# Micromaster als Steller für Trafo Verwenden?



## Freddy [CT][PAR] (8 Mai 2008)

Hallo zusammen.

Ich will einen MM 420 als Steller für einen Trafo verwenden. Dabei soll in einem kleinen Frequenzbereich (45 bis 50 Hz) die Amplitude verstellt werden. Dies funktioniert auch wunderbar.
Nun zum eingentlichen Problem: Wenn ich am Poti am Analogeingang drehe, passiert die ersten 80% der Drehung garnichts und im letzten Bereich wird sauber geregelt.
Kann ich dieses Problem über Parametrierung beheben?

Für Hilfe wäre ich euch dankbar

Christoph


----------



## Sockenralf (8 Mai 2008)

Hallo,

schon mal mit Osszi gemessen?

Welche Kennlinie ist denn eingestellt?
Wie stehen min. und max. Frequenz?




MfG


----------



## gravieren (8 Mai 2008)

Nutze die Anzeigeparameter zur Fehlersuche.

Anzeige von Stellgrösse, U, I, P, F ... möglich.
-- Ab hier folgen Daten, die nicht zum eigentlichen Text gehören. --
Issue #1470, opened 2022-05-29
docs: forbidden headers not documented


shellscape:
_(We don't have a documentation template here, so please forgive the use of a blank issue)_

I recently ran into an `invalid connection header` error on refactoring some older code from axios to undici. I found this error to be particularly curious, because it wasn't documented in this repo and I couldn't find any reference to that error in the Node docs. For what it's worth, here's some of the code being called:

```ts
const headers = {
  Accept:
    'text/html,application/xhtml+xml,application/xml;q=0.9,image/webp,image/apng,*/*;q=0.8,application/signed-exchange;v=b3;q=0.9',
  'Accept-Language': 'en-US,en;q=0.9,he-IL;q=0.8,he;q=0.7',
  'Cache-Control': 'no-cache',
  Connection: 'keep-alive',
  Pragma: 'no-cache',
  'Sec-Fetch-Dest': 'document',
  'Sec-Fetch-Site': 'same-origin',
  'Sec-Fetch-Mode': 'navigate',
  'Sec-Fetch-User': '?1',
  'Upgrade-Insecure-Requests': '1',
  'User-Agent':
    'Mozilla/5.0 (Macintosh; Intel Mac OS X 10_15_3) AppleWebKit/537.36 (KHTML, like Gecko) Chrome/80.0.3987.163 Safari/537.36'
};

...

const { body, statusCode } = await request(uri, { headers, bodyTimeout: 5e3 });
```

Tracing this in code, it looks like `undici` marks a `connection` header as invalid in two places:

https://github.com/nodejs/undici/blob/9e5316c8b04a7b35522d0d5b8de71f67fa2a3c34/lib/fetch/constants.js#L3

and

https://github.com/nodejs/undici/blob/1f2cca68f0608e31eb02f0d08956786dd1260ef9/lib/core/request.js#L281-L285

With the latter being the spot that raised the error I ran into. Now, I don't believe the original dev was correct in their use of the `keep-alive` connection header here and it'll be removed, but I was really surprised that _none_ of these forbidden headers were documented anywhere easily reachable, nor the conditions in which they are invalid. Perhaps this is another spot of documentation that was overlooked due to institutional knowledge of the contributors?

I _love_ what's being done with this project, but documentation here seems to be more of an afterthought and that's a bummer.

mcollina:
Thanks for reporting the issue! Indeed, this project was born out of a proof-of-concept and the docs where added later.

[...]

Issue #1307, opened 2022-03-28
Allow user provided connection header


ronag:
Override the pipelining option accordingly in case user passes a valid connection header.

Refs: https://github.com/nodejs/undici/issues/1305

metcoder95:
Just to recap out of the discussion of #1305 

The goal should be:

- Allow pass custom `connection-header` so no error is thrown when someone wants to override the default one
- Disable pipelining in case custom header is passed

Is correct, please let me know if I'm missing something 🙂

Issue #1305, opened 2022-03-28
Can't remove default headers. Can't overwrite `"sec-fetch-mode"`, `"connection"` headers.


AlttiRi:
- I can't remove any default header.
- Setting `"connection": "keep-alive"` throws an error.
- I can't overwrite default `"sec-fetch-mode"` header **_correctly_**. 

### 1. I can't remove the default headers

I can't remove the default headers: `host`, `connection`, `accept`, `accept-encoding`, `accept-language`, `sec-fetch-mode`, `user-agent`.

For example, `curl` allows to remove any header (even `host` header):
`curl http://127.0.0.1:3000 -H 'User-Agent:' -H 'Accept:' -H 'Host:'`
And yes, it works.

Using of `""` will send `""` as the header's value, using of `null` will send `"null"` as the header's value.

### 2. `"connection": "keep-alive"`

Also, if I manually set `connection: "keep-alive"` I get the error (`code: 'UND_ERR_INVALID_ARG'`).
```js
const resp = await fetch(url, {
    headers: {
        "connection": "keep-alive"
    }
});
```

It's important for code compatibility reason — since `node-fetch` uses `connection: close` by default.

### 3. `"sec-fetch-mode"`

It uses `"sec-fetch-mode": "cors"` by default.

As I said above, I can't remove this header _(as well as any other default header)_.

More over, **I can't change it correctly.**

For example, using of:
```js
await fetch(url, {
    headers: {
        "sec-fetch-mode": "navigate"
    }
});
```
Will produce a request with `sec-fetch-mode: navigate, cors`, while it should be `sec-fetch-mode: navigate`.

---

`"undici": "4.16.0"`

ronag:
Can you check what Chrome does? I think most of the behavior you are seeing is regulated by the spec.

ronag:
**2** and **3** are obviously bugs.

For **1**, for me:
- Either add a way to remove the default headers, ~for example, by setting its value to `null` (not `"null"`). It's the best choose especially if it will be a part of Node.js.~ (UPD: However it will not be compatible with native `fetch`, so no.)
- Or at least remove `sec-fetch-mode` from the default headers

https://fetch.spec.whatwg.org/#http-network-or-cache-fetch

Step 13

> Append the Fetch metadata headers for httpRequest. [FETCH-METADATA]

https://w3c.github.io/webappsec-fetch-metadata/#sec-fetch-mode-header

>  (and maybe `accept-language` too).

[...]

PR #1649, opened 2022-09-14
refactor: allow server-side headers

Kikobeats:
Hello,

At [Edge Runtime](https://github.com/vercel/edge-runtime/blob/main/packages/primitives/src/patches/undici-core-request.js#L2), we are patching the undici `Request` implementation to be more server-side friendly, allowing to pass `connection` header.

I guess `connection` and the rest of headers are forbidden to follow with `fetch` spec. Potentially there are more headers that should to be forbidden according to https://developer.mozilla.org/en-US/docs/Glossary/Forbidden_header_name

but since undici can be used in servers too, is it any chance to be less restrictive?

MDN is pointing something that could be key:

> Modifying such headers is forbidden because the user agent retains full control over them.

Maybe setup `user-agent: undefined` could be the way to discriminate these headers in any way?

Related:

- https://github.com/nodejs/undici/issues/1305
- https://github.com/nodejs/undici/issues/1307
- https://github.com/nodejs/undici/issues/1470

### DIFF
--- a/lib/core/request.js
+++ b/lib/core/request.js
@@ -303,26 +303,6 @@ function processHeader (request, key, val) {
     request.contentType = val
     request.headers += `${key}: ${val}\r\n`
   } else if (
-    key.length === 17 &&
-    key.toLowerCase() === 'transfer-encoding'
-  ) {
-    throw new InvalidArgumentError('invalid transfer-encoding header')
-  } else if (
-    key.length === 10 &&
-    key.toLowerCase() === 'connection'
-  ) {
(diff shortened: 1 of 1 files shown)


ronag:
I'm not so sure about this. Need to think a bit.

mcollina:
I think the best avenue to discuss this is https://github.com/wintercg/fetch

ronag:
I don't understand the use case. Most of these headers is something the user should not be touching or using. Do you have some examples?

Poti ist als Spannung oder Stromsollwert ?  (0-10V  4...20mA)


----------



## Lipperlandstern (8 Mai 2008)

Bei dem MM420 kannst du irgendwo für den Analogeingang die Min- und Maxfrequenz einstellen. Ich bin nicht 100% sicher aber ich glaube da musst du zuerst mal nachschauen. Frag mich bitte nicht wo genau. Ich habe diese Dinger seit ewigkeiten nicht mehr nutzen dürfen 

Und irgendwo in den Parameter um 2000 und höher auch die Auflösung...... hmmm.... grübel.. ist alles lange her.


----------



## Freddy [CT][PAR] (8 Mai 2008)

Der Analogeingang wird mit 0-10 V angesteuert. Mit dem Osszi hab ich schon gemessen und wie gesagt passiert erst mal nix.
fmin ist auf 45Hz und fmax auf 50Hz eingestellt.
MM420 kann ja nur U/f-Kennlinie, ich hab diese programmiert (45Hz = 1V; 47,5Hz = 115V und 50Hz = 230V)


----------



## gravieren (8 Mai 2008)

Eigentlich sollte die Amplitude verändert werden !
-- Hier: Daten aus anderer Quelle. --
PR #1654, opened 2022-09-16
feat(fetch): better errors messages for body-mixin methods

### LINKED ISSUE #1653: Provide a hint how to solve a `disturbed` exception
I was using Node to fetch some JSON off a server and ran into an `disturbed` Exception after trying to call the `.json` method twice on the server response. At first, I could not locate what caused that in my application. Eventually, I found #1499 and realized my mistake. However, the error message could provide a hint towards what to fix to improve developer experience.

## This would solve...

Developer confusion when confronted with the `disturbed` exception from a package that is not even included in their `package-lock.json` 🤯

Here is an example error message:

```js
if (util.isDisturbed(object)) {
  throw new TypeError("Object is disturbed.\n\n" +
    "You may have already tried to consume this response. " +
    "At most one method that can consume a body may be called on a response."
  )
}
```

[This function](https://github.com/nodejs/undici/blob/dcd4e81b83c709f78ad2b28c844e9dac67f9078f/lib/fetch/body.js#L220) may currently be the culprit, but I'm not sure.

## I have also considered...

An alternative could be to clarify the concept of "disturbed" bodies within the documentation, a FAQ section, etc. However, placing helpful messages right inside the exception IMHO places them in front of the programmer when they need it.

KhafraDev:
Fixes #1653

The error messages are closer to chrome/firefox now. I don't think they need to be super descriptive.
image
image

edit: I considered adding the error header (ie. `Response.text`) but it would be relatively annoying to add the message to `.json()` as it just calls `.text()`, or the message would be completely wrong.

### DIFF
--- a/lib/fetch/body.js
+++ b/lib/fetch/body.js
@@ -230,9 +230,9 @@ function safelyExtractBody (object, keepalive = false) {
   if (object instanceof ReadableStream) {
     // Assert: object is neither disturbed nor locked.
     // istanbul ignore next
-    assert(!util.isDisturbed(object), 'disturbed')
+    assert(!util.isDisturbed(object), 'The body has already been consumed.')
     // istanbul ignore next
-    assert(!object.locked, 'locked')
+    assert(!object.locked, 'The stream is locked.')
   }
 
   // 2. Return the results of extracting object.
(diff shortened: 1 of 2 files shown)


ronag (approved):

mcollina (approved):
lgtm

Kann es sein, dass das nur der 440 er kann ?


----------



## Freddy [CT][PAR] (8 Mai 2008)

Das is beim 420 auch so, bei mir auch der Fall. Allerdings wie gesagt erst bei den etwa letzten 20% der Drehung des Potis...


----------



## Larry Laffer (9 Mai 2008)

Freddy [CT][PAR] schrieb:


> Der Analogeingang wird mit 0-10 V angesteuert. Mit dem Osszi hab ich schon gemessen und wie gesagt passiert erst mal nix.
> fmin ist auf 45Hz und fmax auf 50Hz eingestellt.
> MM420 kann ja nur U/f-Kennlinie, ich hab diese programmiert (*45Hz = 1V*; *47,5Hz = 115V* und 50Hz = 230V)


 
Bist du dir denn bei diesen Einstellungen sicher ?
Was soll der FU da am Trafo bewirken ? Es wundert mich nicht, dass da sich nur ein Proportional-Verhalten in den letzten 20% einstellt ...

Gruß
LL


----------



## gravieren (9 Mai 2008)

Frag doch mal den "Sollwert" (Anzeige  Potistellung)      in deinem Steller ab.


----------



## MSB (9 Mai 2008)

Ganz Pauschal würde ich mal *P758* nachschauen,
wenn der auf 0 Steht ist das dein Problem.

Du musst den stellen auf 45/50 * 100 = 90 %,
dann sollte es auch mit dem Poti klappen.

Bei der Gelegenheit gleich noch P2000 mit kontrollieren, sollte in deinem Fall auf 50 Hz stehen.

Mfg
Manuel


----------



## Freddy [CT][PAR] (9 Mai 2008)

Genau das hab ich getan, funktioniert wunderbar.
Danke


----------